I=solar irradiance (W/m^2)

 

so A=Q(Cp*dT +dHv)/I

 

plug the numbers in and out pops A=2524*Q (roughly) call it 2600 for all the losses. (this is called a fudge factor among engineers)

 

so, for 1 kg/s you would need an area of 2600 m^2

 

this is pretty big. and thats at peak irradiance so its going to be greater even than that.

Posted

wow, great post.

 

re turbulence, I thought the less movement of the water the more efficient it would be.

 

re steam, I hadn't thought about the generated steam obstructing the generation. Perhaps if the beam entered the chamber at an angle, and the steam was sucked away on the other side. Or, as you say, boiling up the whole chamber, but there you need to regulate water in/out plus there's heat-up time, so you lose efficiency two ways.

 

I guess this is where practical experimentation would be worthwhile, to find the optimum setup. There might even be different optimums for different environments.

 

re 2600 m^2, that's not as efficient as I hoped it might be, but it's still a smaller footprint than a recycling or desalination plant, and would be a lot cheaper to run. 1kg/second sounds pretty good too -- about 3600 litres per hour of sunlight.

 

I'll see if I can find how that compares to desal/recycle/rain.

 

Thanks for the great post.

Posted

It doesn't stack up well against desalination. You can get a truck-sized desalination plant that can produce 10000 litres per hour, and the really big plants in the middle east can produce 34 million litres of clean water per hour, 24 hours a day.

 

The cost of maintenance and volume of greenhouse gas emissions are probably more important here in Australia that straight volume, but it's still not looking as attractive as I'd hoped.

 

And I found this, which notes that it's an old idea anyway:

 

http://www.itdg.org/docs/technical_information_service/solar_distillation.pdf

 

End of exploration I think. Thanks for helping me work through that.

Posted

yeah no problem, reverse osmosis is probably the better way of desalinating stuff, just pump it trough a membrane.

 

the analysis i done was for optimal conditions, they aren't going to happen. i would probably say that an average over the whole day would be 4-5 thousand m^2 per kg s^-1

  • 3 weeks later...
Posted

Ok I am not ready to call this a dead issue I am very interested in using a solar furnace to distill water. My though would be to focus on a heat exchanger which would allow temp concentration to a level of flash steam. Since it would be closed loop no refraction would occur from the steam.

Posted

the fact still stands that you'll need 2600 m^2 for every kilogram per second. That analysis was done for 100% efficiency. which just isn't possible, the mirrors will absorb some energy, heat exchanger will reflect some. there are a whole lot of problems with this when we have a better way of doing it. namely reverse osmosis.

  • 1 month later...
Posted
2600 m^2

50 x 50 metres. not that unreasonable.

the only problem is actaully getting around to building a plant that scale.
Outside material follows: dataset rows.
PR #1689, opened 2020-06-05
[MRG] Add services API tokens in hub-secret

betatim:
Having an explicit key for the API token of each service is nice because
it allows the service to mount the particular key as an environment
variable.

We used to have this functionality but in #941 we moved the API tokens to the `values.yaml`. This is a bit tricky to use because now your service has to mount that yaml, parse it and get the token out of the yaml (and it gets access to tokens from all services).

### DIFF
--- a/jupyterhub/templates/hub/secret.yaml
+++ b/jupyterhub/templates/hub/secret.yaml
@@ -14,6 +14,11 @@ data:
   {{- if .Values.hub.db.password }}
   hub.db.password: {{ .Values.hub.db.password | b64enc | quote }}
   {{- end }}
+  {{- range $key, $service := .Values.hub.services }}
+  {{- if $service.apiToken }}
+  services.token.{{$key}}: {{ $service.apiToken | b64enc | quote }}
+  {{- end }}
+  {{- end }}
   {{- if .Values.auth.state.enabled }}
   auth.state.crypto-key: {{ (required "Encryption key is required for auth state to be persisted!" .Values.auth.state.cryptoKey) | b64enc | quote }}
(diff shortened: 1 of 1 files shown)


betatim:
Tested this with the following as `test.yaml`:
```yaml
hub:
  services:
    refresher:
      admin: true
      url: http://myservice/
      apiToken: "TIMTIMTIMTIM"

proxy:
  secretToken: "fizzbuzzle"

auth:
  state:
      enabled: true
      cryptoKey: "blahblahblah"
```
and then `helm template jupyterhub -f test.yaml | grep -A20 "^  name: hub-secret"` which outputs:
```
  name: hub-secret
  labels:
    component: hub
    app: jupyterhub
    release: release-name
    chart: jupyterhub-0.0.1-set.by.chartpress
    heritage: Tiller
type: Opaque
data:
  proxy.token: "Zml6emJ1enpsZQ=="
  services.token.refresher: "VElNVElNVElNVElN"
  auth.state.crypto-key: "YmxhaGJsYWhibGFo"
  values.yaml: "YXV0aDoge30KaHViOgogIHNlcnZpY2VzOgogICAgcmVmcmVzaGVyOgogICAgICBhcGlUb2tlbjogVElNVElNVElNVElNCg=="
```

betatim:
I have no super strong opinion on naming of the key. One reason to use this naming scheme is that it is we used before.

BertR:
This would benefit my deployment as well.

betatim:
Could we merge this for now and if we decide to change the name of the key do that in a second PR before the next release?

the only way i can see it being feasable is if the energy could be recovered in the condenser to run... reverse osmosis in parrallel?

or would you pre heat the feed water?

Posted
roughly 7. its just pure water.

 

don't you get carbon dioxide dissolved in it, which lowers the pH?

Posted

you could preheat the feed water using the condensing water stream i suppose. it wasn't in the spec given. but ou could use it. and the 50m by 50m is for a litre per second. that isn't much if its a big plant. i'll carry out the calculations for a preheated one later. i'm studying now and i'll be away with the green fairy after my exams.

Posted

you would get some carbon dioxide but it would be tiny. it would be less than the CO2 in your tap water. in fact, the treatment plant next to it would be putting stuff in rather than taking anything out.